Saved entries
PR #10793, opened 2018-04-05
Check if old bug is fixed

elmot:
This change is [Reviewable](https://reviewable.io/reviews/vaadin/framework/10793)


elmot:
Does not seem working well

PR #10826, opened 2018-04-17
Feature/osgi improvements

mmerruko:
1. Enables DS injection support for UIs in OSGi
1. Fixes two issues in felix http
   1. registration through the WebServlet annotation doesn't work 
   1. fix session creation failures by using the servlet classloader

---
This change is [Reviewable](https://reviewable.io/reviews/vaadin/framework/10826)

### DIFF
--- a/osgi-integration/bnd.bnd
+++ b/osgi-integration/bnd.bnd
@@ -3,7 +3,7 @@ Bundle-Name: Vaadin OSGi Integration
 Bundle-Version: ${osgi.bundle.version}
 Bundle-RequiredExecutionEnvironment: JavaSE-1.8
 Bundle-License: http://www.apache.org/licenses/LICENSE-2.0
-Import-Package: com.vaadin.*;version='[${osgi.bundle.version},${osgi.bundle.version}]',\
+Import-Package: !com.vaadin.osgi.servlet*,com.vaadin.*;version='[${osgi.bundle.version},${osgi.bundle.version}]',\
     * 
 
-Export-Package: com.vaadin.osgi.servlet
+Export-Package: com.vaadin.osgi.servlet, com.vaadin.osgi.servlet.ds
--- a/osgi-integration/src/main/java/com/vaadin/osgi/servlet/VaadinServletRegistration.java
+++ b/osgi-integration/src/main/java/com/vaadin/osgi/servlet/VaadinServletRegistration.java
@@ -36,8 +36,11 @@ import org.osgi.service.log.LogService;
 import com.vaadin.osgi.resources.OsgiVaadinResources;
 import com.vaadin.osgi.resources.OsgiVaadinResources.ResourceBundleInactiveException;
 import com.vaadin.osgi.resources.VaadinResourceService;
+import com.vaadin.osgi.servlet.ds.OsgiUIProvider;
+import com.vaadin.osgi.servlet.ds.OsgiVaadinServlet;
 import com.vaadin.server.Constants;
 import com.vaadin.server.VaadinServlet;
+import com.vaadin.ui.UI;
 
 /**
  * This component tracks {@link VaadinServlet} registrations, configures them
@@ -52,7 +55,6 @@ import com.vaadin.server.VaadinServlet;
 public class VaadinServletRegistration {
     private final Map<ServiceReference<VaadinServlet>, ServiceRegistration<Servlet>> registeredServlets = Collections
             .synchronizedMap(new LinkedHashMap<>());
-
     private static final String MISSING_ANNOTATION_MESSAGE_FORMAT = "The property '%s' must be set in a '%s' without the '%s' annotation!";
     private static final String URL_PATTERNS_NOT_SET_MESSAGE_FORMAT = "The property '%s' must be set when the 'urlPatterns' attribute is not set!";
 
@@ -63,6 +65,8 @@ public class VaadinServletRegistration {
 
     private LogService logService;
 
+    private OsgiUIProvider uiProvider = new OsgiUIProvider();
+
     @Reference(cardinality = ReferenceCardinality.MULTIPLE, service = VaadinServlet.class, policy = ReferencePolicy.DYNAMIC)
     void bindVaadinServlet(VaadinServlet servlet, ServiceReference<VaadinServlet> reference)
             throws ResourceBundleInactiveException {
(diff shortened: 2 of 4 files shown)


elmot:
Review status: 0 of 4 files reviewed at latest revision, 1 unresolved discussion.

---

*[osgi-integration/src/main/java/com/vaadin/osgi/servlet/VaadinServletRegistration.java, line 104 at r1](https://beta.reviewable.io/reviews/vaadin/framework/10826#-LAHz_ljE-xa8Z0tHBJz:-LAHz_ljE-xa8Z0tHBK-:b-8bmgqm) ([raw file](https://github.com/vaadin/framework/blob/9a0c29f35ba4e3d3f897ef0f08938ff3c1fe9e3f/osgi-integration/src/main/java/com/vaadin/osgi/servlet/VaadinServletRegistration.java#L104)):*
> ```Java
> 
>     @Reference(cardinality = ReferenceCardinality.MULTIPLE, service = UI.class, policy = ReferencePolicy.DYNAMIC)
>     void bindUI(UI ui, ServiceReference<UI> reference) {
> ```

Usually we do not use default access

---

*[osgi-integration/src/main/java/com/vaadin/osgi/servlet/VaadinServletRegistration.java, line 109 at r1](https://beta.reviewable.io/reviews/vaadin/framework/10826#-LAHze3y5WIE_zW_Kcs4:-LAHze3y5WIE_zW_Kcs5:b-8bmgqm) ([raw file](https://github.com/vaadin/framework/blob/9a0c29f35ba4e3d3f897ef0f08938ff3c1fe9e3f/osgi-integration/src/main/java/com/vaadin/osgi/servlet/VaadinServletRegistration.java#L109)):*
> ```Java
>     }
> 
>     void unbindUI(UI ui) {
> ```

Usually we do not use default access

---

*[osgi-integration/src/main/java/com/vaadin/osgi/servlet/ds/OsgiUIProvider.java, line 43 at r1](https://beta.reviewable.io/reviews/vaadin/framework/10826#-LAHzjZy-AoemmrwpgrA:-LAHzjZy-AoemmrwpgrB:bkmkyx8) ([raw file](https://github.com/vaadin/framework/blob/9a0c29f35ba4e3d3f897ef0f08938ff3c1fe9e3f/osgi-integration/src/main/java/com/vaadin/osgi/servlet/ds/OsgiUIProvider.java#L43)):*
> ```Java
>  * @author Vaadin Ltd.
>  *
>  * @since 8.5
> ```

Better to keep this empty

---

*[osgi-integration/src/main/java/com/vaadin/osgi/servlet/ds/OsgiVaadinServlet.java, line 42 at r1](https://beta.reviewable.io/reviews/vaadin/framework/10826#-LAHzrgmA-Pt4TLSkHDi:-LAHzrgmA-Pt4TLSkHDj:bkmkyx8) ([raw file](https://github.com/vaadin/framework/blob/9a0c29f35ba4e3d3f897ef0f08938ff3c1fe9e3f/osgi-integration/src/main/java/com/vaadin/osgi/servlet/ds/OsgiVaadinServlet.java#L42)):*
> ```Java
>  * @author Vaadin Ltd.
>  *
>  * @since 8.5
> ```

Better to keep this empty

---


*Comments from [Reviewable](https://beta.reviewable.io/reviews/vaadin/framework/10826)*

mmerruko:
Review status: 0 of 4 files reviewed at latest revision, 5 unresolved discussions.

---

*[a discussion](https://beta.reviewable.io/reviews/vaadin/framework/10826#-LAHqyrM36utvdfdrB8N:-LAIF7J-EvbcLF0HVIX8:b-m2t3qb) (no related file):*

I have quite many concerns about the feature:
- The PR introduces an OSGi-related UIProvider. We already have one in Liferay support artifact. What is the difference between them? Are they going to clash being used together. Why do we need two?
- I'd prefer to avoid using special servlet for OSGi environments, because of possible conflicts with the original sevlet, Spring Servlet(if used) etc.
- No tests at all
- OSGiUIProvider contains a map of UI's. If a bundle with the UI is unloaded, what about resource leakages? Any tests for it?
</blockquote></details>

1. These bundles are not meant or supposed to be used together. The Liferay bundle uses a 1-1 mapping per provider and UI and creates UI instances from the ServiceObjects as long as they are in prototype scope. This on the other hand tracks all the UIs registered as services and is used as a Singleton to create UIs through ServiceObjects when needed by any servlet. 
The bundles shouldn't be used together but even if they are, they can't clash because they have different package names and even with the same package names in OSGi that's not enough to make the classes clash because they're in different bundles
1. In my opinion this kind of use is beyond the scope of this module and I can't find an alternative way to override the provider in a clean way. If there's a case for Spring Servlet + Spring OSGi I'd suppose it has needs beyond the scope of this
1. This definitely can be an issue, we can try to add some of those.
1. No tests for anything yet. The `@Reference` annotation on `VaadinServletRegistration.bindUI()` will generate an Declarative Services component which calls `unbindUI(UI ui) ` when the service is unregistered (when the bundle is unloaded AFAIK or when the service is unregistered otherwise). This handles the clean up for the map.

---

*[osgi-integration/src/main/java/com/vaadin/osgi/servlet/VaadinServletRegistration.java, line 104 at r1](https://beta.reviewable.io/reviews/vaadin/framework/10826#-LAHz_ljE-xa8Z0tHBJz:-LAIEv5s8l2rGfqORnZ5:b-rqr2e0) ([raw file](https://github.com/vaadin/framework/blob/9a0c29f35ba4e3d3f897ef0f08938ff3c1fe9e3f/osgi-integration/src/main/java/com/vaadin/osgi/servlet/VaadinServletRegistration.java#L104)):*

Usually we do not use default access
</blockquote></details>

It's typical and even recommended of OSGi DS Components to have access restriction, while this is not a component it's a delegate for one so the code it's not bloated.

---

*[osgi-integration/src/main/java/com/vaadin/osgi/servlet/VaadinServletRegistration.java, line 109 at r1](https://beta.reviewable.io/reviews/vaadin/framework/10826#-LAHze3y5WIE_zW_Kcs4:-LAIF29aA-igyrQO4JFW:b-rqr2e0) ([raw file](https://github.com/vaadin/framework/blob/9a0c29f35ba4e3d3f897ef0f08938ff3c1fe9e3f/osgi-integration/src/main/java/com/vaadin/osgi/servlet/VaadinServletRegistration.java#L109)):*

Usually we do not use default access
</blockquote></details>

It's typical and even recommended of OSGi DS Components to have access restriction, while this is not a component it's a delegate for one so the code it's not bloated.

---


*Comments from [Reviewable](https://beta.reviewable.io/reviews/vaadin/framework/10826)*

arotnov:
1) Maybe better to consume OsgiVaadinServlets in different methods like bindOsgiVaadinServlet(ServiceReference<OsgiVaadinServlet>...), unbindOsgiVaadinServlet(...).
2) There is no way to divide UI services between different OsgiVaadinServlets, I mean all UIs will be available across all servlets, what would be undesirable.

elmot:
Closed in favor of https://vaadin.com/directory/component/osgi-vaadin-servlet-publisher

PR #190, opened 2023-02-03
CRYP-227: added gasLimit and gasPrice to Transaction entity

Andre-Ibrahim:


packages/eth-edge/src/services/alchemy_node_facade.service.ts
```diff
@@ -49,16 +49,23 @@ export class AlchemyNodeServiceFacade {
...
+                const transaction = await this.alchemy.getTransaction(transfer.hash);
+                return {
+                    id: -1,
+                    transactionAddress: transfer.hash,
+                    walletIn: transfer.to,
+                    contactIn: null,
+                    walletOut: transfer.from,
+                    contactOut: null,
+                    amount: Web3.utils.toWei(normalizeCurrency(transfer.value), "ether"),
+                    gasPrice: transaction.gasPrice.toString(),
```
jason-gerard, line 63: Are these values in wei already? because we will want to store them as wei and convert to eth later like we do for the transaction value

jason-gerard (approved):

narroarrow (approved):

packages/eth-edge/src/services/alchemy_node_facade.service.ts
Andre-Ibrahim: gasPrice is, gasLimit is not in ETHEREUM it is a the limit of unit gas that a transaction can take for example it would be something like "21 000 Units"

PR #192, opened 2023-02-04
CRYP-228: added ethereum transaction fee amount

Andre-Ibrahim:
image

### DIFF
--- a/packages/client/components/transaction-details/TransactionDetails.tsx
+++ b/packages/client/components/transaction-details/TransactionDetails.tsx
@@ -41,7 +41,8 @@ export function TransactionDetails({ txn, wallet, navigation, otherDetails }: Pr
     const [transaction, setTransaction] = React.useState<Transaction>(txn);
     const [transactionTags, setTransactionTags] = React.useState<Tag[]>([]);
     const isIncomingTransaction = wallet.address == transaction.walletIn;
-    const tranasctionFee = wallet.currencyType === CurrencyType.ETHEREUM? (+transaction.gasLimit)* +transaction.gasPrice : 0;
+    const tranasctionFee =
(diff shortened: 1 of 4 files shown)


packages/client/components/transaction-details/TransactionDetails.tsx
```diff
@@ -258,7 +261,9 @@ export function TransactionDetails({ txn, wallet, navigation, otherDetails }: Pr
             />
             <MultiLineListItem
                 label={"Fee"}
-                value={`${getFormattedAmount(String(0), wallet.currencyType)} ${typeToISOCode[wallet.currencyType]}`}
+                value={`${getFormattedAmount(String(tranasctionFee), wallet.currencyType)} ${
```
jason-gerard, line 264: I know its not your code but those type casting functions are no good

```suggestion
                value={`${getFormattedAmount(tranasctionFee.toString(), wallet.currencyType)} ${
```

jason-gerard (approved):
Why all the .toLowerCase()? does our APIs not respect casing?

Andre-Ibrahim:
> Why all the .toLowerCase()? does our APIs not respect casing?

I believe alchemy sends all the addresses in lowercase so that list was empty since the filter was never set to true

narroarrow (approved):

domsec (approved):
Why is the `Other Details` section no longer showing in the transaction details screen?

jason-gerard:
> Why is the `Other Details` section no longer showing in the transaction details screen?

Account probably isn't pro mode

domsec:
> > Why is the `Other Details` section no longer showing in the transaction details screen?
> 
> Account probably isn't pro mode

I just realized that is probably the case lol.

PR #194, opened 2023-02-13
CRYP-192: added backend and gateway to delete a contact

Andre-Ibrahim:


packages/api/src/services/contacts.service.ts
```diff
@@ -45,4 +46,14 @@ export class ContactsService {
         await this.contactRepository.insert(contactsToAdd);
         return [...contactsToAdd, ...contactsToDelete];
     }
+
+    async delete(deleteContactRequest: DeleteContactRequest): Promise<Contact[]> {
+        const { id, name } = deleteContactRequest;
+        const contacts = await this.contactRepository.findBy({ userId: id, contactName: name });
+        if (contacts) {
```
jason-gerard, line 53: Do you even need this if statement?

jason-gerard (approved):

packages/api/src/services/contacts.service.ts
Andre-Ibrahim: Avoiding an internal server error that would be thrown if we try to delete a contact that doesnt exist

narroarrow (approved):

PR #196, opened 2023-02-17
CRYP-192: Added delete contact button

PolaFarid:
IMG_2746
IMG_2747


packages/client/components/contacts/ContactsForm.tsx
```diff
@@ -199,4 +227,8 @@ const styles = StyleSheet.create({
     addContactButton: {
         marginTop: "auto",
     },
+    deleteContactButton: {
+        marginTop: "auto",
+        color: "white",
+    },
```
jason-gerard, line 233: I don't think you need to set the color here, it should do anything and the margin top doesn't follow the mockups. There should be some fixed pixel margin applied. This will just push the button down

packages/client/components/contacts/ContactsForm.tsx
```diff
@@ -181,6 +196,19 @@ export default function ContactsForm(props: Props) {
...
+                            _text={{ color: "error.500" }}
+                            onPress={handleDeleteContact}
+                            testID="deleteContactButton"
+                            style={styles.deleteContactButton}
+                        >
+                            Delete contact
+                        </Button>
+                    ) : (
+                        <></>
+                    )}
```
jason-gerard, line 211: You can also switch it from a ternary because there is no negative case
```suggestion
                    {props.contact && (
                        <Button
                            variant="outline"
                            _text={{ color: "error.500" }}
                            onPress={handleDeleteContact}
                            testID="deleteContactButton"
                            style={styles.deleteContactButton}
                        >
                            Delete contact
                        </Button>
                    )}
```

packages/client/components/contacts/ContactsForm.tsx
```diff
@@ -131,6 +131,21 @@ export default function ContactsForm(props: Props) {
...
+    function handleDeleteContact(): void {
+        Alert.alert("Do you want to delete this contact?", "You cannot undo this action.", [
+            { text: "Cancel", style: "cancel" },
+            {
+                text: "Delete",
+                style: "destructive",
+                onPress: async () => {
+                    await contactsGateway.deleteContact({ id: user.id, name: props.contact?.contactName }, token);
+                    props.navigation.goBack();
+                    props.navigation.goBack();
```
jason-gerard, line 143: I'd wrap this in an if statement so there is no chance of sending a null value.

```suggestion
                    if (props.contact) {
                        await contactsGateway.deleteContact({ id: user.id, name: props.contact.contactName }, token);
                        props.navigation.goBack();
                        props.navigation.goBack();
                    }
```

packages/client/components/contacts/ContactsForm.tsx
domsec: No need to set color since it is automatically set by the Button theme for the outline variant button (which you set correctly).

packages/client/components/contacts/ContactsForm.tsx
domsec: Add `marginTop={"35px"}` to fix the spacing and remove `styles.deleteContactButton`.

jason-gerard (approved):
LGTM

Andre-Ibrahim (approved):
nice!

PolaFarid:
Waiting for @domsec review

WHAT YOU HAVE TO DO:
Work through the records line by line, and once you reach the final line, report only how many held "must".

THE ANSWER:
2